Wednesday 13 August 2014

Sucker punch: "Guardians of the Galaxy"


It's a sure sign of how the geeks have inherited this earth (and its Twitter feeds) that Guardians of the Galaxy should have been both marketed and received as something wildly different from the usual Marvel superhero fare. Sat in front of it, any fully-grown viewer would be hard-pressed to taste the difference. This is the Tab Clear to the Avengers series' brandleading Coca-Cola: a little lighter, a little fizzier, arguably, but still made up of sugar and water and CGI and all the other ingredients multiplexgoers are currently growing fat on. It may well slip down fine last thing on a Friday or Saturday night, but let's not be under any illusions: it's not Shakespeare, it's not Swift, and it's not even Star Wars, which at least committed to its own mythology. Though James Gunn's film launches with a barrage of knowing, self-mocking wisecracks, it soon assumes the pattern and shape of any other summer event movie, and still winds up laying waste to a major metropolis. It is, in short, yet more product, and one that large numbers of consumers are evidently happy to buy into.

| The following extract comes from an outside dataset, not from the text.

PR #13, opened 2015-12-14
Add functionality to create taxons from an import spreadsheet

mobaig:
Add functionality to create taxons from an import spreadsheet.

Alpha-stage taxonomy mappings are currently being created by Information Architects on the Finding Things team. Ultimately, we want to be able to curate and manage these taxons and their mappings in Content Tagger. This work is an interim step to take a set of mapping spreadsheets on Google Drive, compile them, and create the taxons themselves in the Content Store. This PR will be followed by code that creates the taxon/link mappings as well.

What's semi-interesting is how much Guardians resembles the kind of product that would have made a nosediving flop in the days before the studio PRs and risk assessors changed the blockbuster game. Every scene is stocked deep with actors daubed in ridiculous blue/green facepaint mouthing mumbo-jumbo dialogue about the need to recover the orb of Drax from the Draxion galaxy, or some such - you know, the kind of expository rubbish that was laughed off screen in Zardoz and The Fifth Element, and as recently as 2011's The Green Lantern. The difference is that the studios have found increasingly sophisticated ways to communicate that the movies we will be paying to see all summer are going to be this glib and flimsy - to reduce expectations, in other words - and that we'd better start laughing with, rather than laughing at, because the money's been spent now. If we're told in advance a movie is going to be silly, and it can therefore be sold as silly, then why shouldn't that silliness become a selling point?

It helps, of course, that the towering corporate entities now dictating our leisure options have the nerd brigade onside - that most cowardly, conformist and conservative of crowds ("I can't believe they changed the ending!"), who from the first teaser at Comic-Con to the final post-credit sting are only too willing to accept their product as such. It's another beating, only now they're getting stung in the pocket, which may just be preferable to being punched in the face. Still, we might ask: at what point did the multiplex turn into such a playground? 

Fifteen years ago, Gunn made The Specials, a spoof of earthbound superheroes: it was arguably no less silly or fantastical than Guardians (and, at the time, a welcome retort to Universal's far glossier Mystery Men), yet its lewder, more perverse instincts marked it as both the work of a sometime Troma graduate and a vaguely adult (or adolescent) proposition. He followed this with 2011's Super, a tonally awkward indie about a Batman wannabe that didn't really work, but at the very least earned its restricted rating. No-one can blame Gunn for seeking a bigger audience, or for wanting more expensive effects and production design to play with, but Guardians remains, throughout, kids' stuff: the presence of a talking raccoon (voiced by Bradley Cooper) tells you almost everything you need to know about it. The sad thing for film culture is that it has to be kids' stuff, in order to snatch the pocket money required to justify the initial $170m outlay; the sad thing for evolution is that so many grown-ups should be prepared to wave it through. 

The film has been constructed as too big to fail, and that's a problem for any comedy, particularly one with satirical leanings like this: the trouble with poking fun from the very centre of the mainstream is that you wind up sounding at best smug, at worst bullying. Whatever satire there is here is pretty toothless and self-cancelling - you can't honestly send up your bad guys' venality when you're wheeling your film out in 3D on sixteen thousand prints worldwide - and there's zero risk in any of its punchlines: Gunn could play this material for laughs, or he could play it utterly straight, and either way the prevailing business model would suggest the Comic-Conners would still be queuing round the block and creaming their pants for it. 

Any truly disruptive or subversive energies have been stifled by the process of script-doctoring and test-screening: Gunn settles for such easy, lazy crowdpleasers as the mixtape crammed with 1970s and 80s offcuts only a nerd could want to hear again, let alone find cool. All of which obviously guaranteed Guardians of the Galaxy would become an instant hit, but it sure doesn't make it any more engaging as an experience, or vastly more different in look, sound or feel from any other of Marvel or Disney's recent investments. Their collaboration has here bequeathed us no more than Pirates of the Caribbean in space; the inevitable sequels are to be anticipated with an appropriate apathy.

Guardians of the Galaxy is in cinemas nationwide.